After a tornado, a 0.55g straw was found embedded 2.3cm into the trunk of a tree. if the average force excerted on the straw by the tree was 65N, what was the speed of the straw when it hit the tree?
(Kinetic energy of straw) = Work = (Force)x(penetration distance)
(1/2) M V^2 = F*X
V = sqrt(2F*X/M)
2.32
74 m/s
To find the speed of the straw when it hit the tree, we can use the principle of conservation of energy. The energy of the moving straw transforms into potential energy when it comes to rest inside the tree trunk.
First, we need to find the potential energy gained by the straw when it is embedded into the tree trunk. We can use the formula:
Potential Energy (PE) = Force × Distance
The force exerted on the straw by the tree is given as 65N, and the distance the straw is embedded into the tree trunk is 2.3cm, which is equivalent to 0.023m. Therefore,
PE = 65N × 0.023m
PE = 1.495 Joules
Next, we can equate the potential energy gained by the straw with the initial kinetic energy it possessed before hitting the tree. The kinetic energy formula is:
Kinetic Energy (KE) = 0.5 × Mass × Velocity^2
The given mass of the straw is 0.55g, which is equivalent to 0.00055kg. Let's assume the initial velocity of the straw is v.

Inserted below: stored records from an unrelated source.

PR #537, opened 2025-01-20
sync test?

emfdavid:
Whats the issue?

### DIFF
--- a/kerchunk/utils.py
+++ b/kerchunk/utils.py
@@ -8,6 +8,7 @@ import ujson
 import fsspec
 import zarr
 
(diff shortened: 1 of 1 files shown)


martindurant:
It seems like something that one might see from zarr 3, but here we use v2. I think we'll be updating everything to work with zarr 3 ( https://github.com/fsspec/kerchunk/pull/516 ), should be ready relatively soon.

emfdavid:
@martindurant can we move forward with #528 since the issue is unrelated?

martindurant:
If you say it's ready, it's ready.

KE = 0.5 × 0.00055kg × v^2
Since the straw comes to rest inside the tree trunk, its final velocity is 0. Therefore, the equation becomes:
1.495 J = 0.5 × 0.00055kg × 0^2
Simplifying the equation, we find that the speed of the straw when it hit the tree is approximately 27.52 m/s.
The speed of the straw when it hit the tree is approximately 27.52 m/s.